Le compagnonnage est une aventure de la différence qui suscite l'audace de l'avenir. Quittant alors cette approche du même pour s'éveiller à une certaine inconnue, la nôtre, la différence devient une richesse qui souvent s'exprime à partir de cette interrogation : Veux-tu me faire partager ce que secrètement tu es, pour m'aider à devenir ce que je suis ?

Quand je m'interroge sur l'apport d'Habitat et Humanisme, je ne mets pas en priorité les 20 000 familles qui ont pu trouver un toit, mais bien ces accompagnants qui, dans la rencontre de l'autre, ont trouvé les clés pour que la richesse des biens suscite celle des liens. L'accompagnement traduit au sein de notre association cette prise en compte de la réflexion de Paul Ricoeur rappelant que l'objet de la responsabilité c'est le fragile, confié à notre garde, à notre soin. L'attention à la fragilité se révèle chemin et semence d'humanité.

Magnifique métier

Magnifique et difficile, le métier de bénévole. Quel métier ! Celui d'un service, souvent sans reconnaissance, alors qu'il a pour perspective de susciter le mieux-être en apprenant une forme d'effacement de soi-même pour que l'autre existe. Le bénévole, pour avoir une vision de la grandeur de l'homme, refuse le poison des comparaisons. « L'autre est à la fois plus haut que moi et plus pauvre que moi » (Emmanuel Levinas).

Les bénévoles qui s'investissent au sein d'Habitat et Humanisme ne supportent pas les discriminations où l'être est évalué à l'aune de sa couleur, de ses ressources, de sa culture, de ses accidents de parcours. Ils refusent que soient toujours mises en avant les mochetés alors qu'il y a tant de raisons d'espérer. Si le bien n'est pas aussi prégnant que souhaité, inutile de se désoler, la responsabilité est de le susciter. Le bénévole, pour ne pas faire de bruit, a peu d'audience médiatique percevant l'inouï dans le « craquement de l'âme », il découvre dans l'accompagnement les conditions d'une ouverture à un autrement.

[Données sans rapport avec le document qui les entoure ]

PR #1403, opened 2026-07-10
Remove joint config options on Codesim

RoushilS:
## Task

SYNTH-234

## Symptom

When the user is doing code simulation and the brain is set to WPILib, the joint configurationand sequence options are visible in the configure assets panel. This can be confusing, and hinder the user as these options are not used during code simulation.

## Solution

Add a check to see if the brain is synthesis before adding the config selection option, in the configure panel.

## Verification

- [ ] Joint selection options are hidden on wpilib brain, but are still functional.

---

- [ ] User-facing polish:

### DIFF
--- a/fission/src/ui/panels/configuring/assembly-config/ConfigurePanel.tsx
+++ b/fission/src/ui/panels/configuring/assembly-config/ConfigurePanel.tsx
@@ -374,17 +374,20 @@ const ConfigurePanel: React.FC<PanelImplProps<void, ConfigurePanelCustomProps>> 
                         "Configure the robot’s ejector mechanism, which controls the release or expulsion of game pieces."
                     ),
 
-                    new ConfigModeSelectionOption(
-                        "Configure Joints",
-                        ConfigMode.SUBSYSTEMS,
-                        "Set the velocities, torques, and accelerations of your robot's motors."
-                    ),
-
-                    new ConfigModeSelectionOption(
-                        "Sequence Joints",
-                        ConfigMode.SEQUENTIAL,
-                        "Set which joints follow each other. For example, the second stage of an elevator could follow the first, moving in unison with it."
-                    ),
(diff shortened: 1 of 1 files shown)


fission/src/ui/panels/configuring/assembly-config/ConfigurePanel.tsx
```diff
@@ -374,17 +374,20 @@ const ConfigurePanel: React.FC<PanelImplProps<void, ConfigurePanelCustomProps>>
...
-                        ConfigMode.SEQUENTIAL,
-                        "Set which joints follow each other. For example, the second stage of an elevator could follow the first, moving in unison with it."
-                    ),
+                    ...(selectedAssembly?.brain?.brainType === "synthesis"
+                        ? [
+                              new ConfigModeSelectionOption(
+                                  "Configure Joints",
+                                  ConfigMode.SUBSYSTEMS,
+                                  "Set the velocities, torques, and accelerations of your robot's motors."
+                              ),
```
PepperLola, line 383: I think we would still want to be able to configure joints in code sim mode so that they could match with the actual robot design, it's just sequencing that doesn't really make sense because the robot code would do that for you.

PepperLola (changes requested):

fission/src/ui/panels/configuring/assembly-config/ConfigurePanel.tsx
rutmanz: (Note that #1377 merges these into a single panel)

RoushilS: In that case, I will hold off on the this PR, for now.

rutmanz:
(converted to draft until #1377 is dealt with just so it doesn't show up in the to-review section, feel free to re-ready it when you want)

RoushilS:
Obsolete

Souvent nous entendons « le monde va mal ». Peut-être, mais il a surtout mal à l'espérance mal de tous ces enfermements qui sont autant de moments où l'on se ment à soi-même pour oublier que la fraternité est un sommet d'humanité. Que de bénévoles présents sur des terrains qui engluent l'espoir suscitent des récits de vie se révélant des éclats de lumière !

Je pense à cette rencontre d'un garçon de 8 ans qui, après plus de cinq années passées dans un bidonville, découvre un autre horizon. À Reina, accompagnatrice bénévole, qui lui demande s'il a faim, « J'ai besoin, répond-il, que tu ne me lâches pas », glissant alors sa main dans la sienne. Ces deux mains traduisent l'inouï de la tendresse, berceau des combattants refusant de pactiser avec le mépris, malheureusement pas étranger à la question du mal-logement ou de son absence pour les plus pauvres.